Abstract:
In the past decade, main-memory database systems like SAP HANA,
Microsoft Hekaton, and Tableau Hyper have gained widespread adoption.
These in-memory database systems offer very high performance, but have
one major weakness: They expect all data to reside in DRAM. In this talk,
I will first present LeanStore, a novel storage engine for modern hardware
(fast SSDs, large DRAM capacities, many CPU cores). LeanStore is almost
as fast as in-memory systems as long as the working set fits into main
memory, but gracefully and transparently handles very large, SSD-resident
data sets as well.
In the second part of the talk I will discuss how to best utilize the
upcoming byte-addressable non-volatile memory (e.g, 3D XPoint DIMMs)
in database systems.
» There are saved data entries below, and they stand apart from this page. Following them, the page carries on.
PR #7974, opened 2024-08-05
Virtualize Bounding Box List

### LINKED ISSUE #7938: Virtualize the bounding box tab content
## Detailed Description

The Bounding Box tab tends to be slow with many bounding boxes. Therefore, lets virtualize it. 

For reference see comment https://github.com/scalableminds/webknossos/pull/7935#issuecomment-2245194225.
Maybe using a virtualized list & managing the highlighting and scrollIntoView ourselves might be a valid solution to this.

dieknolle3333:
- https://virtualizebb.webknossos.xyz/
- e.g. some bounding boxes are in this annotation: https://virtualizebb.webknossos.xyz/links/hDU6gJX0zhrR8jRS

### Steps to test:
- Open an annotation and go to bounding box tab.
- Make sure you have at least 25 bounding boxes. The list should scroll quite some content.
- UI wise, nothing should be different than before, test that. It should look and behave as before (layout, scrolling, etc)
- Check that only the visible bounding boxes (plus some for padding) are loaded, e.g. by inspecting the html. 

### Issues:
- fixes #7938 

------


philippotto:
The code looks good and the UI too :+1: however, there is one thing: due to the "add bbox button", there is a native scrollbar (in addition to the virtualized but invisible one):

image

I think, you need to adapt the layout so that the div, that contains the table and the plus-button, is exactly as tall as there is available space. I see two options for that:
a) use a flexbox for that div (not sure how well this behaves with the autosizer). ah, I just see that the button is in a footer row. so, this option probably doesn't work.
b) when the auto-sizer provides a height of Y pixels, subtract the 38 pixels (the height of the button) from that height when passing it along to the table.

since the plus-button is part of the table, I'm not sure why this is happening in the first place. maybe the culprit is somewhere else. can you reproduce this?

dieknolle3333:
>since the plus-button is part of the table, I'm not sure why this is happening in the first place. maybe the culprit is somewhere else. can you reproduce this?

Oh yes, I can reproduce this. I didnt notice that this was an additional scroll bar. But yeah, its weird that this happens! 
Anyway, its fixed with your second option! So I'll just leave it at that I think. I didnt see any comment in the docs or any option to include the footer height

philippotto (approved):
works well :tada:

I argue that this technology will replace neither
DRAM nor flash, and is therefore best used as an additional layer in
the storage hierarchy that is automatically managed by the database
system.
About the speaker
Viktor Leis is a postdoctoral researcher at the Technical University of Munich,
where he earned his doctorate in Computer Science in 2016. Viktor does
research on core database topics, including query processing on modern
hardware, query optimization, concurrency control, index structures, and
storage. Much of this research has been integrated into the HyPer main-
memory database system, which was acquired by Tableau in 2016. He
received the biennial dissertation award of the German-speaking database
community (GI DBIS) 2015/2016 and a best paper award at ICDE 2014 for
his work on hardware transactional memory.